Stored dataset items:
####

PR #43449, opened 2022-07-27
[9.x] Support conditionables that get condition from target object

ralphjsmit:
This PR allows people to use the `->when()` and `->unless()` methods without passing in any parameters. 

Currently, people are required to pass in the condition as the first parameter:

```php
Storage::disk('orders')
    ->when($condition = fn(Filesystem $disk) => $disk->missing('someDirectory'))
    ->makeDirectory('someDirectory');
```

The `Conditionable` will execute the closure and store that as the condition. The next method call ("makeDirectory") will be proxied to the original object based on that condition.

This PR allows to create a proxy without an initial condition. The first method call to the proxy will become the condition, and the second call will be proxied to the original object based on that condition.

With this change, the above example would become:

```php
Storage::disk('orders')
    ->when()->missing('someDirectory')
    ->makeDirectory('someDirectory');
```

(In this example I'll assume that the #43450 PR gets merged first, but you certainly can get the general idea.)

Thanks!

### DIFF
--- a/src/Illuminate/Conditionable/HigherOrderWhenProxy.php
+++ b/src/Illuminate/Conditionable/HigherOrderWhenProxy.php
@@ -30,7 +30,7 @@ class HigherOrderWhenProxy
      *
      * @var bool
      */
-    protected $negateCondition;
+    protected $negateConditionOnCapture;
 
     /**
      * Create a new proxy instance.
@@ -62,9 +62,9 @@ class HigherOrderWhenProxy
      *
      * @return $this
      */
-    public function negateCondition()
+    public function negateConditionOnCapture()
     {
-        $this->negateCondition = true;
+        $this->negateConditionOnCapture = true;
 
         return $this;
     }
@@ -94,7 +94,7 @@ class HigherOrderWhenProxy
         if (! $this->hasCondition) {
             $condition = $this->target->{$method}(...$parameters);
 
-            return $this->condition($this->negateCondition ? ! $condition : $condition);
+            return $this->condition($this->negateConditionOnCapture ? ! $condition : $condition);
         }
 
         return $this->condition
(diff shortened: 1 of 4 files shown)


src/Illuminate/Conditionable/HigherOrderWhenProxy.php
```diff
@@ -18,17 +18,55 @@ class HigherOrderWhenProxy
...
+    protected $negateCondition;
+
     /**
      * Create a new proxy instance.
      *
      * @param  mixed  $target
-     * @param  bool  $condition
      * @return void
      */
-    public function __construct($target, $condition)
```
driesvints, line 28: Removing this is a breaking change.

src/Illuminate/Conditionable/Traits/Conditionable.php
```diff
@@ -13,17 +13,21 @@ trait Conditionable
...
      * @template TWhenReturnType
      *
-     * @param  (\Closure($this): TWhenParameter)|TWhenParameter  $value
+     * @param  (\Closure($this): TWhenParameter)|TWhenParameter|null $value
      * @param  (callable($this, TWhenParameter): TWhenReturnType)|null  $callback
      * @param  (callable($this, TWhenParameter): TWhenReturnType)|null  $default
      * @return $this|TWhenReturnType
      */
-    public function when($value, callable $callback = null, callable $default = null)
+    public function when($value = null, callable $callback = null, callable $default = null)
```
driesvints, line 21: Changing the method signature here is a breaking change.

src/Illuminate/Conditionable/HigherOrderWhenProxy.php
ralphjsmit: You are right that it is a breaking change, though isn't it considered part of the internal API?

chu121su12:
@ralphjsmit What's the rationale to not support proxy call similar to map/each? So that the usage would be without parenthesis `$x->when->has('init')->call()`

####

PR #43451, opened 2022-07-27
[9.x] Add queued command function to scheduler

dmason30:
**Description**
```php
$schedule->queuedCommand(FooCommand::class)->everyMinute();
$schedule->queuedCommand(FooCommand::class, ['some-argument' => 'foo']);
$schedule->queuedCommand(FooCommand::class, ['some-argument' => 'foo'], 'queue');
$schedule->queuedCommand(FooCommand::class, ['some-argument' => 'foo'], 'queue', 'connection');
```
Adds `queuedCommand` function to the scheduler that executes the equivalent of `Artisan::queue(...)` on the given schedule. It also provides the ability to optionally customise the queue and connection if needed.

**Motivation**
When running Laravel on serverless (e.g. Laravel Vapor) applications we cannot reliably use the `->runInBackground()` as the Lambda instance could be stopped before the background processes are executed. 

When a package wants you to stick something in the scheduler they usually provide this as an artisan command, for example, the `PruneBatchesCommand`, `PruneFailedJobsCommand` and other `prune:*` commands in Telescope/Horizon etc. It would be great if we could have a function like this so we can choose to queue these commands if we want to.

####

● Task to carry out:
The answer is the run of lines above from the line containing "PR #43449, opened 2022-07-27" through the line containing "if (! $this->hasCondition)", copied exactly and alone.

● Problem solution:
PR #43449, opened 2022-07-27
[9.x] Support conditionables that get condition from target object

ralphjsmit:
This PR allows people to use the `->when()` and `->unless()` methods without passing in any parameters. 

Currently, people are required to pass in the condition as the first parameter:

```php
Storage::disk('orders')
    ->when($condition = fn(Filesystem $disk) => $disk->missing('someDirectory'))
    ->makeDirectory('someDirectory');
```

The `Conditionable` will execute the closure and store that as the condition. The next method call ("makeDirectory") will be proxied to the original object based on that condition.

This PR allows to create a proxy without an initial condition. The first method call to the proxy will become the condition, and the second call will be proxied to the original object based on that condition.

With this change, the above example would become:

```php
Storage::disk('orders')
    ->when()->missing('someDirectory')
    ->makeDirectory('someDirectory');
```

(In this example I'll assume that the #43450 PR gets merged first, but you certainly can get the general idea.)

Thanks!

### DIFF
--- a/src/Illuminate/Conditionable/HigherOrderWhenProxy.php
+++ b/src/Illuminate/Conditionable/HigherOrderWhenProxy.php
@@ -30,7 +30,7 @@ class HigherOrderWhenProxy
      *
      * @var bool
      */
-    protected $negateCondition;
+    protected $negateConditionOnCapture;
 
     /**
      * Create a new proxy instance.
@@ -62,9 +62,9 @@ class HigherOrderWhenProxy
      *
      * @return $this
      */
-    public function negateCondition()
+    public function negateConditionOnCapture()
     {
-        $this->negateCondition = true;
+        $this->negateConditionOnCapture = true;
 
         return $this;
     }
@@ -94,7 +94,7 @@ class HigherOrderWhenProxy
         if (! $this->hasCondition) {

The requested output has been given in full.